El epílogo, con la reunión de las madres de ambos personajes (que en la vida real eran las madres de Gena Rowlands y John Cassavettes) sigue la línea del resto del film: resulta regocijante cómo la madre de Seymour intenta echar por tierra la boda de su hijo diciendo que es un bobo, vago, conformista, pobre, sordo, etc. y que Minnie es demasiado guapa para él. Toda la conversación, desde el inicio (cuando la madre de Seymour saluda primero a la madre de Minnie, y le comunica lo alta que es) hasta el final es excepcional.

La coda, enseñando cómo esta extraña y loca relación de personajes al margen de la sociedad llega a buen término, da lugar al óptimismo: el triunfo del amor por encima de todo. (Aunque claro, cómo dicen en el propio film, la vida no es tan fácil como en las películas, incluso en ésta).

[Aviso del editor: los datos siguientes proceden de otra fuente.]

PR #1469, opened 2018-01-26
simplefs: fix CopyRecursive-to-local by not trying to open dirs

strib:
[Note that this PR is mostly just me getting my feet wet for SimpleFS -- for KBFS-2661 this code will be largely rewritten, but I thought it would be nice to have a working test in place before that happens.]

Issue: KBFS-2737

### DIFF
--- a/simplefs/simplefs_test.go
+++ b/simplefs/simplefs_test.go
@@ -202,6 +202,75 @@ func TestCopyToLocal(t *testing.T) {
 	assert.True(t, exists, "File copy destination must exist")
 }
 
+func TestCopyRecursive(t *testing.T) {
+	ctx := context.Background()
+	sfs := newSimpleFS(libkbfs.MakeTestConfigOrBust(t, "jdoe"))
+	defer closeSimpleFS(ctx, t, sfs)
+
+	// make a temp local dest directory + files we will clean up later
+	tempdir, err := ioutil.TempDir("", "simpleFstest")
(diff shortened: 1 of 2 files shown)


simplefs/simplefs_test.go
```diff
@@ -202,6 +202,75 @@ func TestCopyToLocal(t *testing.T) {
...
+		string(readRemoteFile(ctx, t, sfs, pathAppend(path2, "test2.txt"))))
+
+	// Copy it back.
+	tempdir2, err := ioutil.TempDir("", "simpleFstest")
+	require.NoError(t, err)
+	defer os.RemoveAll(tempdir2)
+	path3 := keybase1.NewPathWithLocal(filepath.Join(tempdir2, "testdir"))
+	opid2, err := sfs.SimpleFSMakeOpid(ctx)
+	require.NoError(t, err)
+	err = sfs.SimpleFSCopyRecursive(ctx, keybase1.SimpleFSCopyRecursiveArg{
```
jzila: Is this the part that was failing before?

strib: Yeah.

> LGTM, but it's not obvious to me what the scenario was that caused the crash. Was it that OpenFile(path.Local() failed because the directory didn't exist?

No, it failed because `OpenFile` doesn't work on a directory.

jzila: D'oh!

PR #1471, opened 2018-01-29
libpages: Add a new possible record prefix

jzila:
This is to get around domain registrars that disallow underscores in the middle of the name.

### DIFF
--- a/libpages/dns.go
+++ b/libpages/dns.go
@@ -52,7 +52,7 @@ func (ErrKeybasePagesRecordTooMany) Error() string {
 // locate the root of these Keybase pages. We have 2 records since some
 // registrars don't support underscores in the middle of a domain. This order
 // must remain fixed since it reflects the order the strings are evaluated in.
-var kbpRecordPrefixes []string = []string{"_keybase_pages.", "_keybasepages."}
+var kbpRecordPrefixes = []string{"_keybase_pages.", "_keybasepages."}
 
 // LoadRoot loads the root path configured for domain from DNS, with following
 // steps:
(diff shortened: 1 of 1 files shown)


libpages/dns.go
```diff
@@ -93,7 +93,14 @@ func (l DNSRootLoader) LoadRoot(domain string) (root Root, err error) {
 		}
 	}()
 
-	txtRecords, err := net.LookupTXT(kbpRecordPrefix + domain)
+	// Check all possible kbp record prefixes.
+	for _, kbpRecordPrefix := range kbpRecordPrefixes[:] {
+		var txtRecords []string
```
songgao: This declaration needs to be outside the for loop I think?

libpages/dns.go
```diff
@@ -48,7 +48,7 @@ func (ErrKeybasePagesRecordTooMany) Error() string {
 	return "more than 1 TXT record are found for " + keybasePagesPrefix
 }
 
-const kbpRecordPrefix = "_keybase_pages."
+const kbpRecordPrefixes = [2]string{"_keybase_pages.", "_keybasepages."}
```
songgao: Would you mind adding a comment here explaining it’s important not to change the ordering of the two prefixes?

libpages/dns.go
```diff
@@ -48,7 +48,7 @@ func (ErrKeybasePagesRecordTooMany) Error() string {
...
 
 // LoadRoot loads the root path configured for domain from DNS, with following
```
songgao: Could you updated this comment block as well to mention there are two possible TXT record prefixes?

PR #1478, opened 2018-02-06
libkbfs: misc fixes needed for implicit teams

strib:
* Get TLF IDs for regular, non-implicit teams from the sigchain via the service.
* Always use a number at the end of a conflict suffix, i.e. "(conflicted copy 2016-03-14 #1)" instead of "(conflicted copy 2016-03-14)", because that's how the API server does it now.
* Fix some handle resolution issues for team-backed handles.

Issue: KBFS-2652

### DIFF
--- a/tlf/handle_extension.go
+++ b/tlf/handle_extension.go
@@ -126,7 +126,7 @@ type HandleExtension struct {
 func (e HandleExtension) String() string {
 	date := time.Unix(e.Date, 0).UTC().Format(handleExtensionDateFormat)
 	var num string
-	if e.Number > 1 {
+	if e.Number > 0 {
 		num = " #"
 		num += strconv.FormatUint(uint64(e.Number), 10)
 	}
@@ -187,7 +187,7 @@ func parseHandleExtension(fields []string) (*HandleExtension, error) {
 		if err != nil {
 			return nil, err
 		}
-		if num < 2 {
+		if num < 1 {
 			return nil, errHandleExtensionInvalidNumber
 		}
 	}
--- a/tlf/handle_extension.go
+++ b/tlf/handle_extension.go
@@ -123,14 +123,26 @@ type HandleExtension struct {
 
 // String implements the fmt.Stringer interface for HandleExtension.
 // Ex: "(conflicted copy 2016-05-09 #2)"
-func (e HandleExtension) String() string {
+func (e HandleExtension) string(isBackedByTeam bool) string {
 	date := time.Unix(e.Date, 0).UTC().Format(handleExtensionDateFormat)
 	var num string
-	if e.Number > 0 {
+	minNumberSuffixToShow := uint16(2)
+	if isBackedByTeam {
+		// When a TLF is backed by an implicit team, it should always
+		// use the "#1" suffix, unlike for older TLFs.
+		minNumberSuffixToShow = 1
+	}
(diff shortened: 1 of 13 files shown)


strib:
Ok, this passes the docker tests now and is (still) ready to review!

tlf/handle_extension.go
```diff
@@ -123,16 +123,28 @@ type HandleExtension struct {
...
 		num = " #"
 		num += strconv.FormatUint(uint64(e.Number), 10)
 	}
 	return fmt.Sprintf(handleExtensionFormat, e.Type.String(e.Username), date, num)
 }
 
+// String implements the fmt.Stringer interface for HandleExtension.
+// Ex: "(conflicted copy 2016-05-09 #2)"
+func (e HandleExtension) String() string {
+	return e.string(false)
```
jzila: I wonder if this should be the default. Can we get rid of this interface implementation?

tlf/handle_extension.go
```diff
@@ -123,16 +123,28 @@ type HandleExtension struct {
 
 // String implements the fmt.Stringer interface for HandleExtension.
 // Ex: "(conflicted copy 2016-05-09 #2)"
-func (e HandleExtension) String() string {
+func (e HandleExtension) string(isBackedByTeam bool) string {
```
jzila: Don't forget to vendor this into `kbfs-server`

tlf/handle_extension.go
strib: Sorry, I don't follow the suggestion.  You want to get rid of `String()` entirely?  I'd rather not do that, since it'll break any log message that prints the extension directly, and we won't know that it's broken.

Or do you want to flip this to `e.string(true)`?  That might make sense once we turn on implicit teams on the server, but even then there will probably be a long time when the majority of the folders are not team-backed, at least until migration happens.

jzila: Alternatively: can we store the `isBackedByTeam` state in the object itself? It still won't address when it's loaded from the database, but at least when it's created on the fly it should show the right thing.

strib: I looked into this a bit -- there are a few places where we parse a string to create the handle extension, before we know anything about the backing TLF ID (e.g., when first parsing a folder name passed in on the command line).  So there's no way to know if it's back by a team at that point.

In general, whether to show the "#1" or not really only matters when you're comparing the string against something else for an equality check, which is what happens in the chat inbox.  Whether we show it in logs, or in the folder list or whatever, really doesn't matter.  So in my view, the default doesn't matter, I'm only trying to fix compatibility issues with the chat inbox.

jzila: All right, sounds good.

tlf/handle_extension.go
```diff
@@ -123,16 +123,28 @@ type HandleExtension struct {
...
 	date := time.Unix(e.Date, 0).UTC().Format(handleExtensionDateFormat)
 	var num string
-	if e.Number > 1 {
+	minNumberSuffixToShow := uint16(2)
+	if isBackedByTeam {
+		// When a TLF is backed by an implicit team, it should always
+		// use the "#1" suffix, unlike for older TLFs.
+		minNumberSuffixToShow = 1
```
songgao: Is this the number that gets increased when TLF resets?

strib: Yeah, within the same day.

PR #1479, opened 2018-02-11
kbp: add mime types and blacklist

songgao:
Re mime types: I added common mime types from nginx to Go code directly rather than relying on e.g. `/etc/mime.types` which Go's `mime` package also supports, to ease the deployment and avoid depending on the configuration file. Let me know if any of you feel strongly against that.


libpages/mime/builder/index.js
```diff
@@ -0,0 +1,135 @@
...
+
+  // Silence all warnings
+  Promise.config({
+    warnings: false
+  })
+
+  return Promise
+}
+
+function printGo(types) {
```
strib: Maybe add a comment into the file about this being autogenerated and shouldn't be edited by hand?

libpages/mime/builder/yarn.lock
```diff
@@ -0,0 +1,71 @@
+# THIS IS AN AUTOGENERATED FILE. DO NOT EDIT THIS FILE DIRECTLY.
```
strib: Checked in on purpose?

libpages/server.go
```diff
@@ -29,31 +30,70 @@ import (
...
-	domainWhitelistOnce sync.Once
-	domainWhitelist     map[string]bool
+	domainListsOnce sync.Once
+	domainWhitelist map[string]bool
+	domainBlacklist []string
 }
 
-func (c *ServerConfig) allowedByDomainWhiteList(domain string) bool {
-	c.domainWhitelistOnce.Do(func() {
+// ErrDomainBlockedInBlacklist is returned when the server is configured
```
strib: This comment seems wrong, looks copy-pasted from the whitelist one.

libpages/server.go
```diff
@@ -29,31 +30,70 @@ import (
...
 	})
-	if c.domainWhitelist != nil {
-		return c.domainWhitelist[domain]
+
+	for _, blocked := range c.domainBlacklist {
+		if strings.HasSuffix(domain, blocked) {
+			return ErrDomainBlockedInBlacklist{}
+		}
+	}
+	if c.domainWhitelist != nil && !c.domainWhitelist[domain] {
```
strib: Maybe change `c.domainWhitelist != nil` to `len(c.domainWhitelist) > 0`?  At first I thought it was an unnecessary nil check, but then I realized you were trying to check if the whitelist was configured at all. My suggestion might be a little clearer for that, unless you want to support the case where an empty whitelist blocks EVERYTHING!  (Which is fine too, but might need a comment here.)

libpages/mime/builder/yarn.lock
songgao: Checked in with my consciousness. I think this locks down the node modules versions. Since frontend checks this file in, I figured that might be a good practice.

libpages/mime/Makefile
```diff
@@ -0,0 +1,10 @@
+.phony: default clean
+
+default: init.go clean
```
jzila: I don't think the default should be to clean.

libpages/server.go
```diff
@@ -29,31 +30,70 @@ import (
 
 // ServerConfig holds configuration parameters for Server.
 type ServerConfig struct {
-	DomainWhitelist  []string
+	// If DomainWhitelist is non-nil and non-empty, only domains in the
+	// whitelist are served and others are blocked.
```
jzila: Why do we have a whitelist? I don't see it used anywhere.

kbpagesd/main.go
```diff
@@ -36,6 +38,8 @@ func init() {
 		"stathat EZ key for reporting stats to stathat; empty disables stathat")
 	flag.StringVar(&fStathatPrefix, "stathat-prefix", "kbp -",
 		"prefix to stathat statnames")
+	flag.StringVar(&fBlacklist, "blacklist", "",
+		"a comma-separated list of domains to block")
```
jzila: Not for this PR, but once we scale horizontally, then we'll need a way to make this blacklist scalable and modifiable in-place.

libpages/server.go
songgao: It was in the initial version where I was imagining someone who host themselves might only want it to serve their own sites. We don't use that in `kbpagesd` yet, but I suppose when we make the "host yourself" doc we'll want that.

kbpagesd/main.go
songgao: Good point!

songgao: I'll add a TODO

PR #1484, opened 2018-02-20
lazy loading site root to avoid caching obsolete Node

songgao:
This fixes a bug that `e38383` reported in keybasefriends. In short, if the directory corresponding to the site root is moved or removed, kbpagesd kept track of the old `Node` that doesn't represent the real site root anymore, thus serves outdated data.

I tried to use the `libkbfs.Observer` but it seemed fairly complicated since I'd need to keep track of all intermediate nodes too. So this PR just changes the `Site` to cache a `*libfs.FS` of either the TLF, or the `<tlf>` dir in autogit, instead of the actual site root. The server does a `chroot` on each request. This way it always gets the newest site root. I don't think this handles TLF resets yet, which is tracked in a different ticket (KBFS-2657).

Let me know if you guys have better ideas!

### DIFF
--- a/libfs/fs.go
+++ b/libfs/fs.go
@@ -714,8 +714,8 @@ func (fs *FS) Chtimes(name string, atime time.Time, mtime time.Time) (
 	return fs.config.KBFSOps().SetMtime(fs.ctx, n, &mtime)
 }
 
-// Chrute returns a *FS whose root is p.
-func (fs *FS) Chrute(p string) (newFS *FS, err error) {
+// ChrootAsLibFS returns a *FS whose root is p.
+func (fs *FS) ChrootAsLibFS(p string) (newFS *FS, err error) {
 	fs.log.CDebugf(fs.ctx, "Chroot %s", p)
 	defer func() {
 		fs.deferLog.CDebugf(fs.ctx, "Chroot done: %+v", err)
@@ -753,7 +753,7 @@ func (fs *FS) Chrute(p string) (newFS *FS, err error) {
 
 // Chroot implements the billy.Filesystem interface for FS.
 func (fs *FS) Chroot(p string) (newFS billy.Filesystem, err error) {
-	return fs.Chrute(p)
+	return fs.ChrootAsLibFS(p)
 }
 
 // Root implements the billy.Filesystem interface for FS.
--- a/libfs/fs.go
+++ b/libfs/fs.go
@@ -714,8 +714,8 @@ func (fs *FS) Chtimes(name string, atime time.Time, mtime time.Time) (
 	return fs.config.KBFSOps().SetMtime(fs.ctx, n, &mtime)
 }
 
-// Chroot implements the billy.Filesystem interface for FS.
-func (fs *FS) Chroot(p string) (newFS billy.Filesystem, err error) {
+// Chrute returns a *FS whose root is p.
+func (fs *FS) Chrute(p string) (newFS *FS, err error) {
 	fs.log.CDebugf(fs.ctx, "Chroot %s", p)
 	defer func() {
 		fs.deferLog.CDebugf(fs.ctx, "Chroot done: %+v", err)
@@ -725,7 +725,7 @@ func (fs *FS) Chroot(p string) (newFS billy.Filesystem, err error) {
 	// lookupOrCreateEntry doesn't handle "..", so we don't have to
 	// worry about someone trying to break out of the jail since this
 	// lookup will fail.
-	n, _, err := fs.lookupOrCreateEntry(p, os.O_RDONLY, 0)
+	n, ei, err := fs.lookupOrCreateEntry(p, os.O_RDONLY, 0)
 	if err != nil {
 		return nil, err
 	}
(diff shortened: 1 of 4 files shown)


songgao:
I was being inaccurate about what's being cached, so I edited the PR description to fix it.

libfs/fs.go
```diff
@@ -714,8 +714,8 @@ func (fs *FS) Chtimes(name string, atime time.Time, mtime time.Time) (
 	return fs.config.KBFSOps().SetMtime(fs.ctx, n, &mtime)
 }
 
-// Chroot implements the billy.Filesystem interface for FS.
-func (fs *FS) Chroot(p string) (newFS billy.Filesystem, err error) {
+// Chrute returns a *FS whose root is p.
```
strib: I don't really get this function name.  Maybe `ChrootAsLibFS()`?

libpages/root.go
```diff
@@ -68,11 +68,26 @@ type Root struct {
...
+}
+
+// Use returns a *libfs.FS to use.
+func (fs CacheableFS) Use() (*libfs.FS, error) {
+	return fs.fs.Chrute(fs.subdir)
+}
+
+// MakeFS makes a CacheableFS from *r, which can be adapted to a http.FileSystem
 // (through ToHTTPFileSystem) to be used by http package to serve through HTTP.
+// Caller must call use() to get a usable FS.
```
strib: `use()` -> `Use()`?

libpages/root.go
```diff
@@ -92,25 +107,28 @@ func (r *Root) MakeFS(
...
-		fs, err = libfs.NewFS(fsCtx, kbfsConfig,
-			tlfHandle, r.PathUnparsed, "", keybase1.MDPriorityNormal)
+		tlfFS, err := libfs.NewFS(fsCtx, kbfsConfig,
+			tlfHandle, "", "", keybase1.MDPriorityNormal)
 		if err != nil {
-			return nil, tlf.ID{}, nil, err
+			return CacheableFS{}, tlf.ID{}, nil, err
 		}
-		return fs, tlfHandle.TlfID(), cancel, nil
+		return CacheableFS{
```
strib: Is it worth trying to do a `Use()` here, just to make sure `r.PathUnparsed` is valid before we return (and presumably cache) the object?

libfs/fs.go
jzila: Cute name, but we shouldn't use cute names for exports.
Here are some alternatives:
1. You can use `Chroot` and allow the caller to type assert `newFS.(*libfs.FS)`.
2. You can edit `Chroot` to return the concrete type instead.
3. You can name `Chrute` => `ChrootFS`.

libpages/root.go
```diff
@@ -68,11 +68,26 @@ type Root struct {
 	PathUnparsed    string
 }
 
-// MakeFS makes a *libfs.FS from *r, which can be adapted to a http.FileSystem
+// CacheableFS is a wrapper around a *libfs.FS and a subdir. Use use() to get a
```
jzila: "Use \`Use()\`"

libpages/root.go
```diff
@@ -68,11 +68,26 @@ type Root struct {
...
+// *libfs.FS that roots at subdir. This essentially delays "cd"ing into subdir,
+// and is useful for caching a *libfs.FS object without the downside of caching
+// a libkbfs.Node that can be obsolete when it's renamed or removed.
+type CacheableFS struct {
```
jzila: Does this need to be exported?

songgao: Yeah because `MakeFS` is exported and golint would complain otherwise.

libfs/fs.go
songgao: I don't think 1 and 2 would work since it needs to satisfy the billy interface. Will go with rename path.

libpages/root.go
jzila: Cool thx

libfs/fs.go
jzila: I don't understand... if `Chroot` can passthrough to `ChrootLibFS`, then a type assert should work.

songgao: The `Chroot` in `billy.FileSystem` expects a return type of `billy.FileSystem`. This is the same issue when migrating to stdlib's `context`. See: https://play.golang.org/p/XeWVEJCyM9p

jzila: I know, the recommendation was to leave `Chroot` alone, and then assert its return type in the `libpages.CacheableFS.Use()` caller.

songgao: Oh I see; I misunderstood.

jzila: Not going to do that? It seems better--no abstraction leakage in the API.

songgao: Oh I thought you were OK with renaming too. I just didn't want to have that type assertion; seemed unnecessary and it casts an assumption about the underlying type that's not guaranteed from method definition, which means if we change it later it'd break in `libpages`.

jzila: Yeah the tradeoffs seem to be:
* `ChrootLibFS`:
  * (+) Validates typing at compile time
  * (-) Leaks the `*FS` concrete type
  * (-) `FS` is no longer just an implementation of `billy.Filesystem`
* `Chroot` + type assert:
  * (-) Doesn't validate at compile time, can fail at runtime
  * (+) Preserves the `billy.Filesystem` abstraction
  * (+) Doesn't create a new API to support solely for a custom downstream use case

I guess it doesn't really matter.

songgao: Nice summary! Just one thing:

> (-) FS is no longer just an implementation of billy.Filesystem

Unfortunately we already have `ToHTTPFileSystem` on `*libfs.FS` (also for the purpose of typing), so this one's already broken.

PR #1485, opened 2018-02-20
show non-existent TLF as empty dir in simplefs

songgao:
This is KBFS side of [KBFS-2781](https://keybase.atlassian.net/browse/KBFS-2781) where we return an empty result for Readdir on non-existent TLFs. A separate client side PR will fix displaying empty folders.

### DIFF
--- a/simplefs/simplefs.go
+++ b/simplefs/simplefs.go
@@ -147,37 +147,37 @@ func remoteTlfAndPath(path keybase1.Path) (
 }
 
 func (k *SimpleFS) getFS(ctx context.Context, path keybase1.Path) (
-	fs billy.Filesystem, finalElem string, exitEarly bool, err error) {
+	fs billy.Filesystem, finalElem string, err error) {
 	pt, err := path.PathType()
 	if err != nil {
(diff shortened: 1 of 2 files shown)


simplefs/simplefs.go
```diff
@@ -147,33 +147,37 @@ func remoteTlfAndPath(path keybase1.Path) (
 }
 
 func (k *SimpleFS) getFS(ctx context.Context, path keybase1.Path) (
-	fs billy.Filesystem, finalElem string, err error) {
+	fs billy.Filesystem, finalElem string, exitEarly bool, err error) {
```
jzila: Instead of this new boolean flag, why not just log and reset the error?

songgao: Caller would otherwise use the returned `fs` to `Stat` and `Readdir`, which in this case would be a `nil`. I guess we could just return early in caller if `fs == nil`, but I feel having a flag is better since it explicitly says the caller should exit early.

jzila: I'd rather have a special error type to check against.

PR #1486, opened 2018-02-21
[KBFS-2747] Quick and dirty 'fixes' to unblock mobile

jzila:
I don't expect these to be the final fixes.

In this PR:
* Enable the dirty block cache for `InitMinimal`
* Enable the node cache for `InitMinimal`
* Enable the metrics registry for `InitMinimal`, because why not.

We have a lot of unguarded access for the dirty block cache and the node cache. I suspect that we need the node cache because of `GetOrCreateRootNode`, but the dirty block cache can probably get a no-op version of itself that does nothing.

### DIFF
--- a/libkbfs/config_local.go
+++ b/libkbfs/config_local.go
@@ -401,7 +401,7 @@ func NewConfigLocal(mode InitMode, loggerFn func(module string) logger.Logger,
 
 	// Don't bother creating the registry if UseNilMetrics is set, or
 	// if we're in minimal mode.
-	if !metrics.UseNilMetrics && config.Mode() != InitMinimal {
+	if !metrics.UseNilMetrics {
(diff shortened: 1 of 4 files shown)


jzila:
@strib: I'm happy to defer to any and all recommendations you give. For now I'm testing with this because it's needed to make the native app not crash. But I don't expect to merge this at all.

strib:
Ah cool, thought you were looking for a review to merge.  These seem totally fine for testing a branch, and are a good starting point for doing a proper KBFS-2744 someday.

jzila:
Yeah part of the reason I tagged you for review is to surface the parts that are actually crashing on mobile, so you know where to go with KBFS-2744.

jzila:
Not needed any more since the constrained build mode has been introduced.

PR #1489, opened 2018-02-23
Jenkins changes

songgao:
It's happened twice that `libpages.test` just times out. It runs within 0.01s on my laptop, so not sure how it could happen.

I reduced the `test.timout` to 10s, but not sure if it helps with this particular case since the test on Jenkins just runs over 1m30s while the test it self is run with a 30s timeout. But the retry should hopefully get it eventually to pass.

Update: added a new commit to build test binaries first before running all tests in parallel

### DIFF
--- a/Jenkinsfile
+++ b/Jenkinsfile
@@ -365,19 +365,19 @@ def runNixTest(prefix) {
     tests[prefix+'libpages'] = {
         dir('libpages') {
             sh 'go test -race -c'
-            sh './libpages.test -test.timeout 10s'
+            sh './libpages.test -test.timeout 30s'
         }
     }
     tests[prefix+'libpages_config'] = {
         dir('libpages/config') {
             sh 'go test -race -c'
-            sh './config.test -test.timeout 10s'
+            sh './config.test -test.timeout 30s'
         }
     }
     tests[prefix+'kbpagesconfig'] = {
         dir('kbpagesconfig') {
             sh 'go test -race -c'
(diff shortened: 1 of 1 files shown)


Jenkinsfile
```diff
@@ -268,97 +268,138 @@ def runNixTest(prefix) {
...
+        sh 'go test -i'
+        sh 'go test -race -c'
+    }
+    dir('libkbfs') {
+        sh 'go test -i'
+        sh 'go test -race -c'
+    }
+    dir('libfuse') {
+        sh 'go test -i'
+        sh 'go test -race -c'
```
jzila: no race here

Jenkinsfile
```diff
@@ -268,97 +268,138 @@ def runNixTest(prefix) {
...
+    }
+    dir('simplefs') {
+        sh 'go test -i'
+        sh 'go test -race -c'
```
jzila: no race here

jzila:
Looks like we've severely slowed down tests :(

let's try a `go test -i ./...` at the root first, then remove the individual ones.

jzila:
@songgao: I meant my "slowed down tests" comment to block merging.

songgao:
Ooops; sorry I'll revert?

jzila:
Wait, I'm still investigating.

jzila:
OK you don't need to revert, but I think we'll need another PR.

PR #189, opened 2022-02-18
bug: cve exploiting malicious connection header

### LINKED ISSUE #188: Privilege escalation vulnerability via malicious "Connection" header
A user crafting an API request directed at `capsule-proxy` can get a privilege escalation using the Service Account of the proxy itself.

This is done by passing the `Impersonate-User` or `Impersonate-Group` header in the `Connection` header, using the same exploit described here: https://github.com/rancher/rancher/security/advisories/GHSA-pvxj-25m6-7vqr

> At this point, instead of impersonating the user and their permissions, the request will act as if it was from the ~~Rancher management server~~ Capsule Proxy and incorrectly return the information.

prometherion:
Closes #188.

We strongly suggest upgrading ASAP `capsule-proxy` to mitigate this CVE that doesn't have direct mitigation.

### DIFF
--- a/internal/webserver/webserver.go
+++ b/internal/webserver/webserver.go
@@ -10,6 +10,7 @@ import (
 	"fmt"
 	"net/http"
 	"net/http/httputil"
+	"net/textproto"
 	"strings"
 	"time"
 
@@ -18,6 +19,7 @@ import (
 	"github.com/gorilla/handlers"
 	"github.com/gorilla/mux"
 	"github.com/pkg/errors"
+	"golang.org/x/net/http/httpguts"
 	"k8s.io/apimachinery/pkg/labels"
 	"k8s.io/apimachinery/pkg/util/sets"
 	"k8s.io/apiserver/pkg/authentication/serviceaccount"
@@ -178,6 +180,9 @@ func (n kubeFilter) impersonateHandler(writer http.ResponseWriter, request *http
 	if len(n.bearerToken) > 0 {
 		request.Header.Set("Authorization", fmt.Sprintf("Bearer %s", n.bearerToken))
 	}
+	// Dropping malicious header connection
+	// https://github.com/clastix/capsule-proxy/issues/188
+	n.removingHopByHopHeaders(request)
 
 	request.Header.Add("Impersonate-User", username)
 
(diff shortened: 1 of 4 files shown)


internal/webserver/webserver.go
```diff
@@ -355,3 +358,27 @@ func (n kubeFilter) getProxyTenantsForOwnerKind(ownerKind capsulev1beta1.OwnerKi
...
+
+	connHeaders := request.Header.Values(headerName)
+
+	var sanitized []string
+
+	for _, values := range connHeaders {
+		parts := strings.Split(values, ",")
+
+		for _, part := range parts {
+			if strings.HasPrefix(strings.ToLower(part), "impersonate-") {
```
enj, line 373: Instead of removing bad headers, I would suggest following the approach taken by https://github.com/traefik/traefik/pull/8319 to resolve https://github.com/traefik/traefik/security/advisories/GHSA-m697-4v8f-55qg - i.e. handle the connection header directly.

With `if strings.HasPrefix(strings.ToLower(part), "impersonate-") {` you miss edge cases such as (note the leading spaces):

```
curl "https://${API}/api/v1/secrets" -H "Authorization: Bearer ${TOKEN}" -H "Connection: foo, Impersonate-User, Impersonate-Group" -0
```

enj:
@prometherion it would be great if a [GHSA](https://github.com/advisories) could be created once this fix is released.

internal/webserver/webserver.go
prometherion: Thanks for the hint!

internal/webserver/webserver.go
```diff
@@ -355,3 +360,28 @@ func (n kubeFilter) getProxyTenantsForOwnerKind(ownerKind capsulev1beta1.OwnerKi
 
 	return
 }
+
+func (n *kubeFilter) removingHopByHopHeaders(request *http.Request) {
+	connectionHeaderName, upgradeHeaderName, requestUpgradeType := "connection", "upgrade", ""
```
enj, line 365: These are case sensitive when used for direct header map access.

```suggestion
	connectionHeaderName, upgradeHeaderName, requestUpgradeType := "Connection", "Upgrade", ""
```

MaxFedotov: Or use 'request.Header.Values[connectionHeaderName]'

prometherion: Solved using the case-insensitive values retrieval function.

bsctl (approved):
lgtm thanks for the nice work

MaxFedotov (approved):
Lgtm!

PR #192, opened 2022-02-22
fix: retrieving connection values using case insensitive function

prometherion:


enj:
> @enj please, could you take a review of this PR?

Seems fine.  You should add tests 😄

Se le podría achacar falta de verosimilitud, demasiados ajetreo, etc. pero no se puede negar que es una gran obra de autor. Y como anécdota al margen del argumento, me quedó grabado el U-turn en la conducción.

Valoración: 8/10




PS. ¡Qué magnífica actriz es Gena Rowlands! ¡Ella sola rebosa la pantalla!

PS2. Detalles de cineasta: aparte de los planos cortos en las conversaciones, llama la atención cómo Cassavetes enfoca en muchas ocasiones al que escucha en lugar de al que habla en dichos intercambios verbales: como queriendonos hacer ver que muchas veces expresa (informa) más fijarse en quien en escucha en lugar de en quien habla.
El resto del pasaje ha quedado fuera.